* [Supplied data]
PR #9694, opened 2026-01-30
8877 - petitioner email address changes and tests

codyseibert:
Summary                                                                                        
                                         
  Addresses ticket 8877: petitioner contact email handling.                                      
                                                                                                 
  Changes                                
                                                                                                 
  - Field rename: paperPetitionEmail → contactEmailAddress across entities, types, UI, and tests.
   The previous name implied paper-only, but the field now stores a contact email regardless of
  filing method.                                                                                 
  - PII protection: CaseFactory.constructCaseForUser now strips contactEmailAddress from
  petitioners on cases returned to associated users, so it never leaves the API in network       
  responses to petitioners/practitioners.
  - Editable by court personnel: added a "Contact email address" input on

* [Instructions for the task] Repeat each record verbatim.

* [Response area]
PR #9694, opened 2026-01-30
8877 - petitioner email address changes and tests

codyseibert:
Summary                                                                                        
                                         
  Addresses ticket 8877: petitioner contact email handling.                                      
                                                                                                 
  Changes                                
                                                                                                 
  - Field rename: paperPetitionEmail → contactEmailAddress across entities, types, UI, and tests.
   The previous name implied paper-only, but the field now stores a contact email regardless of
  filing method.                                                                                 
  - PII protection: CaseFactory.constructCaseForUser now strips contactEmailAddress from
  petitioners on cases returned to associated users, so it never leaves the API in network       
  responses to petitioners/practitioners.
  - Editable by court personnel: added a "Contact email address" input on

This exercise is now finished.